1. Medical Necessity ≠ Standard of Care

While most stakeholders assume payers cover what is considered “standard of care,” the article explains that payers often base decisions on stricter, formalized evidence hierarchies. This disconnect leads to denials of common tests even when supported by consensus guidelines or typical specialist practice. For lab leaders, this is a reminder that payers may not follow clinical logic—and labs must bridge the gap through clear documentation and advocacy.

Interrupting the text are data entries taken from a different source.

Issue #4727, opened 2025-07-11
Show if a game supports offline mode or not in the logs


arielj:
### Problem description

This can be useful for support threads.

The information that we have in the metadata is not always correct (some games don't say they work offline but they do), but in many cases that could help to at least identify a possible problem

### Feature description

in the logs, when the `offline mode` is enabled, check if the game reports supporting running offline and show a warning if it does not

PR #5318, opened 2026-02-15
[UX] Log if a game does not support offlineMode but offlineMode is on

arielj:
Closes https://github.com/Heroic-Games-Launcher/HeroicGamesLauncher/issues/4727

We see pretty often in support threads that users have offlineMode turned on for online games. We already show a warning in the Settings modal when offlineMode is turned on for a game that reports not supporting it, but users may ignore it and we may not notice it when checking logs.

This PR makes it more explicit: if a game does not  `canRunOffline` and `offlineMode` is turned on, we show a warning in the logs so it's more obvious and clear.

---

### DIFF
--- a/src/backend/launcher.ts
+++ b/src/backend/launcher.ts
@@ -790,6 +790,8 @@ async function prepareWineLaunch(
   failureReason?: string
   envVars?: Record<string, string>
 }> {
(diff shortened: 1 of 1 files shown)


Etaash-mathamsetty (approved):
lgtm

Issue #5170, opened 2026-01-12
Instruct the users to share the file from disk if uploading log file fails


arielj:
### Problem description

Currently, when a user wants to share a log, if the request to upload the file to 0x0.st fails, the user gets a message that it failed and sometimes they share that message and we then need to explain how to get the file to upload it manually.

### Feature description

In the dialog that says that the upload failed, also show instructions to upload the log:
- mention that it failed to upload but they can still share it manually
- show a button to open the log in folder
- mention that they can upload the file to discord or to any other sharing service

PR #5319, opened 2026-02-15
[UX] Tell users to manually upload log if upload button failed

arielj:
Closes https://github.com/Heroic-Games-Launcher/HeroicGamesLauncher/issues/5170

During support, it's really common for users to share a screenshot or say the upload of logs didn't work. And it's always the same answer that they have to click SHOW LOG FILE IN FOLDER and upload launch.log manually somewhere.

This adds that comment in that same dialog, saving time for everyone.

image

---

### DIFF
--- a/src/frontend/components/UI/Dialog/index.css
+++ b/src/frontend/components/UI/Dialog/index.css
@@ -108,6 +108,10 @@
   padding: 0 var(--dialog-margin-horizontal) var(--dialog-gap);
 }
 
+.log-upload-result {
+  max-width: 500px !important;
+}
+
 .Dialog__footer {
   display: flex;
   gap: 16px;
--- a/public/locales/en/translation.json
+++ b/public/locales/en/translation.json
@@ -732,6 +732,7 @@
                 },
                 "error": {
                     "content": "Failed to upload log file. Check Heroic's general log for details",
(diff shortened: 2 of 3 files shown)


src/frontend/components/UI/Dialog/index.css
```diff
@@ -108,6 +108,10 @@
   padding: 0 var(--dialog-margin-horizontal) var(--dialog-gap);
 }
 
+.log-upload-result {
+  max-width: 500px !important;
```
CommandMC, line 112: Correct me if I'm wrong, but a raw px value is not responsive, right? Regardless, I don't think we should add this in the general dialog style file.

We could do this the way MUI intends by passing a `sx` prop from the dialog to the internal paper component. Here's a [patch for that](https://github.com/user-attachments/files/25375881/0001-dialog-maxwidth-mui.patch)

arielj: it's not responsive but I doubt anyone is using a window smaller than 500px for this to be a problem

the issue I wanted to fix is that if it grows you end up with a really wide dialog with a single long like of text that is hard to read, a narrow dialog with just text is easier to the eyes

flavioislima: I think it's fine if its only for this specific dialog.

PR #5321, opened 2026-02-16
Trying to fix disableUMU

Kyuyrii:
I'm trying to fix the use of Proton in Heroic Snap without UMU, since umu-support hasn't been accepted yet.

This modification is to remove some variables that are apparently problematic when using Proton without UMU.

Can you check if the changes were made correctly?

---


Kyuyrii:
This video is a bit messed up, but I think you can understand what these changes are supposed to fix.

[2026-02-16-02-32-19.webm](https://github.com/user-attachments/assets/5144748d-2caa-45d5-9e54-6404b5bdcd9a)

CommandMC:
Running Proton without umu is not a supported use case. If Snap requires umu to be disabled, we're not making a Snap version.

Please hash out the Snap-related issues on their side first. Feel free to re-open if these changes are still relevant then.

PR #5336, opened 2026-02-19
[UX] Fix mix between default prefixes dir and shared prefix dir

### LINKED ISSUE #3274: Default wine prefix settings are confusing

arielj:
This PR makes the final changes so it closes https://github.com/Heroic-Games-Launcher/HeroicGamesLauncher/issues/3274

This renames the variables and setting keys we use to make it more clear that one is the default prefixes folder (where prefixes are created inside) and the default (now `shared`) wine prefix dir (the one used with the "Use shared Wine prefix").

The new setting value is only applied for new installation or if a user resets Heroic, for existing users this should not change anything (it means that if they already have the base prefixes dir as .../default it will continue like that and prefixes will be created inside it, to not break things for them).

Similar thing happens with the `default` wine prefix config, now it's renamed to `sharedWinePrefix` so it matches better the `Use shared Wine prefix` option. For existing user we still show the previous value they have (they probably have .../default) and for new users we show .../shared instead.

This will solve this issue where users end up with `.../Prefixes/default` as a prefix and also `.../Prefixes/default/some game prefix here` as other prefixes inside that one.

---

### DIFF
--- a/src/backend/config.ts
+++ b/src/backend/config.ts
@@ -23,10 +23,11 @@ import { configStore } from './constants/key_value_stores'
 import { isFlatpak, isLinux, isMac, isWindows } from './constants/environment'
 import {
   configPath,
-  defaultWinePrefix,
+  sharedWinePrefix,
   gamesConfigPath,
   heroicInstallPath,
-  userHome
+  userHome,
+  defaultWinePrefixDir
 } from './constants/paths'
 import { join } from 'path'
 import { spawnSync } from 'child_process'
@@ -293,6 +294,10 @@ class GlobalConfigV0 extends GlobalConfig {
     let settings = JSON.parse(readFileSync(configPath, 'utf-8'))
     const defaultSettings = settings.defaultSettings as AppSettings
 
+    // keep old setting value for backwards compatibility, always use defaultWinePrefixDir in new code
+    if (!defaultSettings.defaultWinePrefixDir)
+      defaultSettings.defaultWinePrefixDir = defaultSettings.defaultWinePrefix
+
     // fix relative paths
     const winePrefix = !isWindows
       ? defaultSettings?.winePrefix?.replace('~', userHome)
@@ -300,7 +305,7 @@ class GlobalConfigV0 extends GlobalConfig {
 
     settings = {
       ...this.getFactoryDefaults(),
-      ...settings.defaultSettings,
+      ...defaultSettings,
       winePrefix
     } as AppSettings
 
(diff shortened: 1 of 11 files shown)


flavioislima (approved):
Tested here and I can confirm that it changes to `shared` only on new installs. On current configs it keeps using the `default` one.

Image

PR #5342, opened 2026-02-20
[FIX] Check alternative folders when installing DXVK

arielj:
Latest changes in the DXVK macos repo made the installation of DXVK fail because we are looking only for the `x32` and `x64` directories and the new asset has the folders `i386-windows` and `x86_64-windows` instead.

This PR fixes that by checking if the folders exists and falling back to the new folder name if the previous does not exist.

---

### DIFF
--- a/src/backend/tools/index.ts
+++ b/src/backend/tools/index.ts
@@ -238,9 +238,17 @@ export const DXVK = {
     const toolPathx32 = `${toolsPath}/${tool}/${globalVersion}/${
       tool === 'vkd3d' ? 'x86' : 'x32'
     }`
-    const dlls32 = readdirSync(toolPathx32)
+    const toolPathx32Alt = `${toolsPath}/${tool}/${globalVersion}/i386-windows`
+    let dlls32: string[] = []
+    if (existsSync(toolPathx32)) dlls32 = readdirSync(toolPathx32)
+    else if (existsSync(toolPathx32Alt)) dlls32 = readdirSync(toolPathx32Alt)
+
     const toolPathx64 = `${toolsPath}/${tool}/${globalVersion}/x64`
-    const dlls64 = readdirSync(toolPathx64)
+    const toolPathx64Alt = `${toolsPath}/${tool}/${globalVersion}/x86_64-windows`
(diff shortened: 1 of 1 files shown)


Gcenx:
The new `-builtin` archive is to be used in another way _not_ to be used like the other archive.

DXMT/DXVK-macOS-builtin can be used via the env `WINEDLLPATH_PREPEND` instead of copying the files over wines dlls.

DXMT layout
Screenshot 2026-02-20 at 1 52 04 PM

DXVK layout
Screenshot 2026-02-20 at 1 52 13 PM

In my case I'd set `export WINEDLLPATH_PREPEND=/opt/dxmt` for DXMT or `export WINEDLLPATH_PREPEND=/opt/dxvk` for DXVK-macOS, this means only needing a single wine package not multiple like nw with the -DXMT & none DXMT variants.

This env works for `wine-crossover` 23.7.1 and the winehq packages making it simpler to swap between different wine packages even game-porting-toolkit without needing to worry about winecfg `Native` dlls needing to be removed and reset for d3d10core/d3d11/dxgi etc.

arielj:
> The new `-builtin` archive is to be used in another way _not_ to be used like the other archive.
> 
> DXMT/DXVK-macOS-builtin can be used via the env `WINEDLLPATH_PREPEND` instead of copying the files over wines dlls.
> 
> DXMT layout Screenshot 2026-02-20 at 1 52 04 PM
> 
> DXVK layout Screenshot 2026-02-20 at 1 52 13 PM
> 
> In my case I'd set `export WINEDLLPATH_PREPEND=/opt/dxmt` for DXMT or `export WINEDLLPATH_PREPEND=/opt/dxvk` for DXVK-macOS, this means only needing a single wine package not multiple like nw with the -DXMT & none DXMT variants.
> 
> This env works for `wine-crossover` 23.7.1 and the winehq packages making it simpler to swap between different wine packages even game-porting-toolkit without needing to worry about winecfg `Native` dlls needing to be removed and reset for d3d10core/d3d11/dxgi etc.

I'm going to merge the workaround from this PR for now and then keep implement this env for a future release, thanks

Issue #5052, opened 2025-11-23
Amazon account cannot switch


MichelN86:
### Describe the bug

I have 2 accounts, 1 for my self and 1 for my wife. She has different games in her account then i have. I wanted to switch account and it wont let me. It keeps logging in in my own account even when i used her password/username. No matter what i do, it seems it's in some kind of loop.

I deleted the folder in the /.config/heroic and that fixed it but i have to set everything up again.

### Add logs

```text
x
```

### Steps to reproduce

Just login to another account from amazon.

### Expected behavior

That it will switch to the account that i entered.

### Heroic Version

Latest Stable

### System Information

- OS [e. g. "Ubuntu"]:

MichelN86:
Also please add vkd3d latest version:
https://github.com/HansKristian-Work/vkd3d-proton/releases/tag/v3.0a

PR #5354, opened 2026-02-22
[FIX] Use correct partition and clear data on epic logout

arielj:
There's a bug that users can't logout from the epic account to log into a new one, it keeps reloging you in with the previous acount.

The issue was that `store` during the login is `undefined` and ends up using a partition called `undefined`, but then the logout of epic clears a partition called `epicstore`.

This PR fixes that by:
- using `epicstore` as the partition name if we are logging in
- also clearing the Data of the partition

I think there might be a similar issue with Amazon from this report https://github.com/Heroic-Games-Launcher/HeroicGamesLauncher/issues/5052 but I don't have an Amazon account to check.

---

### DIFF
--- a/src/frontend/screens/WebView/index.tsx
+++ b/src/frontend/screens/WebView/index.tsx
@@ -379,7 +379,7 @@ export default function WebView() {
       <webview
         ref={webviewRef}
         className="WebView__webview"
-        partition={`persist:${store}`}
+        partition={`persist:${startUrl === epicLoginUrl ? 'epicstore' : store}`}
         src={startUrl}
         allowpopups={trueAsStr}
         preload={webviewPreloadPath}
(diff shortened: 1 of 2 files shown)


src/frontend/screens/WebView/index.tsx
```diff
@@ -379,7 +379,7 @@ export default function WebView() {
       <webview
         ref={webviewRef}
         className="WebView__webview"
-        partition={`persist:${store}`}
+        partition={`persist:${startUrl === epicLoginUrl ? 'epicstore' : store}`}
```
flavioislima, line 382: If `store` is undefined on login maybe we should set it somewhere before this? And for the other stores as well?

arielj: hmmm to change that I would have to change the router and I don't understand it that much, I'm worried I'll break something else (the change would affect all stores, not just the epic one), it is intentionally not setting the `store` param for login routes

flavioislima: ok sounds good

PR #5365, opened 2026-02-25
[Fix] False positive "an error has occurred" messages on bleeding-edge Linux distros

CommandMC:
Our generic "error handler" is a little sensitive, which caused it to trigger on this output:
```
legendary version "0.20.41", codename "Freeman Pontifex (Heroic)"
/opt/Heroic/resources/app.asar.unpacked/build/bin/x64/linux/./legendary/requests/__init__.py:113: RequestsDependencyWarning: urllib3 (2.6.3) or chardet (6.0.0.post1)/charset_normalizer (3.4.4) doesn't match a supported version!
```

This warning is thrown since users on Linux can update some dependencies independently of Legendary/Heroic, causing slightly-too-new versions to be used. I don't think this alone is an issue however, so we should just ignore it

85d3fc186b0d7ce45d6e7f59b31fb3ce2e028804 just changes whitespace, 938642ae16b09c7bf539096c050cec4ad9cdff14 is the main change

Can't test this, contacting some affected users to test

---

### DIFF
--- a/src/backend/utils.ts
+++ b/src/backend/utils.ts
@@ -290,14 +290,18 @@ async function errorHandler({
   const deletedFolderMsg = 'appears to be deleted'
   const expiredCredentials = 'No saved credentials'
   const legendaryRegex = /legendary.*\.py/
-  // this message appears on macOS when no Crossover was found in the system but its a false alarm
-  const ignoreCrossoverMessage = 'IndexError: list index out of range'
+  const ignoreMessages = [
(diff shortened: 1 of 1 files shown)


lathrus:
I downloaded the code with the patch, compiled it myself and can confirm that the patch works correctly.

My OS:
 Kernel: 6.19.3-2-cachyos arch: x86_64 bits: 64
 Desktop: KDE Plasma v: 6.6.1 Distro: CachyOS

PR #5366, opened 2026-02-25
[FIX] Add a launch default option when none is available besides DLCs

flavioislima:
This fixes an edge case where some games has only their DLCs as launch options and doesn't show a default one, making the game fail to launch.

image

---

### DIFF
--- a/src/frontend/components/UI/DialogHandler/components/MessageBoxModal/index.css
+++ b/src/frontend/components/UI/DialogHandler/components/MessageBoxModal/index.css
@@ -27,7 +27,6 @@
 }
 
 .launchOptionsDialog .Dialog__footer {
-  display: flex;
   flex-direction: column;
   gap: var(--space-lg);
 


flavioislima:
**Other games will keep working just fine:**

image

image

src/frontend/hooks/useLaunchOptions.ts
```diff
@@ -49,6 +49,24 @@ export const useLaunchOptions = ({
...
 
+  // add a default option if not present
+  useEffect(() => {
+    if (
+      launchOptions.length > 0 &&
+      !launchOptions.some(
+        (option) =>
+          (option.type === undefined || option.type === 'basic') &&
+          option.name === 'Default' &&
+          option.parameters === ''
```
imLinguin: In case of GOG, games already specify the default that is the game's name. Maybe its worth patching it in `gog/library.ts` - the isPrimary boolean is the indicator of the default.

a patch for `gog/library.ts` could look like
```diff
-        name: task?.name || infoFile.name,
+        name: task.isPrimary ? 'Default' : task?.name || infoFile.name,
```

when isPrimary is true we could also ommit parameters I think

src/frontend/helpers/library.ts
```diff
@@ -318,6 +318,19 @@ async function checkLaunchOptionsAndLaunch({
...
+      (option) => option.type === undefined || option.type === 'basic'
+    )
+  ) {
+    availableLaunchOptions.unshift({
+      type: 'basic',
+      name: 'Default',
+      parameters: ''
+    })
+  }
+
```
arielj: this should be added in https://github.com/Heroic-Games-Launcher/HeroicGamesLauncher/blob/8bb414b232253fb6f0be54505808437099276a9e/src/backend/main.ts#L1082 for the same reason as the previous PRs, so it's done in a single place

src/frontend/hooks/useLaunchOptions.ts
flavioislima: This made it to duplicate the default options so other changes might be needed. Since GOG games are working fine in the current state we should address this other change later on since this PR is just to fix this small edge case on Epic games.

image

src/frontend/helpers/library.ts
flavioislima: Good catch, fixed.

arielj: one of these was moved to main.ts, but this one is still here in library.ts

flavioislima: Oofff
done

src/backend/main.ts
```diff
@@ -1094,6 +1094,25 @@ addHandler('getLaunchOptions', async (event, appName, runner) => {
...
+    availableLaunchOptions.length > 0 &&
+    !availableLaunchOptions.some(
+      (option) =>
+        (option.type === undefined || option.type === 'basic') &&
+        option.name === 'Default' &&
+        option.parameters === ''
+    )
+  ) {
+    availableLaunchOptions.unshift({
+      name: i18next.t('launch.default', 'Default', {
```
arielj: if looks like we are doing a similar thing twice here?

once if availableLaunchOptions.length === 1 and once more if availableLaunchOptions.length > 0

the first time we are adding Default and the second time we are adding translated Default

I think what you want to do in this PR is replace the `...length === 1` conditional and update the name of the option you add instead

flavioislima: true, the first part became redundant now. removed it

src/frontend/components/UI/DialogHandler/components/MessageBoxModal/index.css
```diff
@@ -25,3 +25,13 @@
   margin-bottom: 10px;
   color: red;
 }
+
+.launchOptionsDialog .Dialog__footer {
+  display: flex;
```
arielj: Dialog__footer is already display: flex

2. Poor CPT Specificity Undermines Claims Accuracy

Generic CPT codes like 81479 (genetic testing) and 83520 (immunoassays) allow very different tests to be billed under a single code, making payer adjudication inconsistent. The article stresses how vague codes increase denials, slow claims, and limit coverage decisions, reinforcing the need for labs to support PLA code development or utilize DEX Z-codes for more transparent claims.


3. Laboratories Often Incur Hidden Costs from “Free Testing”

Astion skewers the notion of “free testing” from outside labs. Even when the assay itself is gratis (e.g., sponsored research or pharma partnerships), there are internal costs—tubes, logistics, IT, result reconciliation, and clinician education. These costs are real and recurring, and labs need to quantify and communicate them when asked to permit out-of-network or ad hoc ordering.


4. Grievances are Toast: Prevention Beats Scraping

The “burnt toast” metaphor is apt: labs and providers are stuck doing time-consuming appeals (grievances) that could often be avoided by front-end ICD-10 coding accuracy and improved EMR documentation. The article encourages labs to focus stewardship not just on test utilization, but on pre-adjudication readiness—ensuring orders are defensible before submission.


5. Lab Test Waste is a Payer Red Flag

Astion highlights wasteful practices (e.g., duplicate testing, overly bundled panels, obsolete assays like CK-MB), citing Choosing Wisely. Payers view these as signposts for poor stewardship. Labs that fail to police this waste risk tighter controls, lower fee schedules, and greater scrutiny. The article indirectly calls for labs to proactively deimplement low-value tests as a strategy for payer trust.


6. Payers Prefer In-Network Labs Not Only for Cost, But Quality

While the cost of out-of-network testing is well known, the article notes that payers also worry about data opacity, variable test quality, and patient dissatisfaction. By aligning test menus, utilization policies, and education with payer goals, labs can position themselves as preferred in-network providers—an increasingly strategic distinction as payers steer patients more aggressively.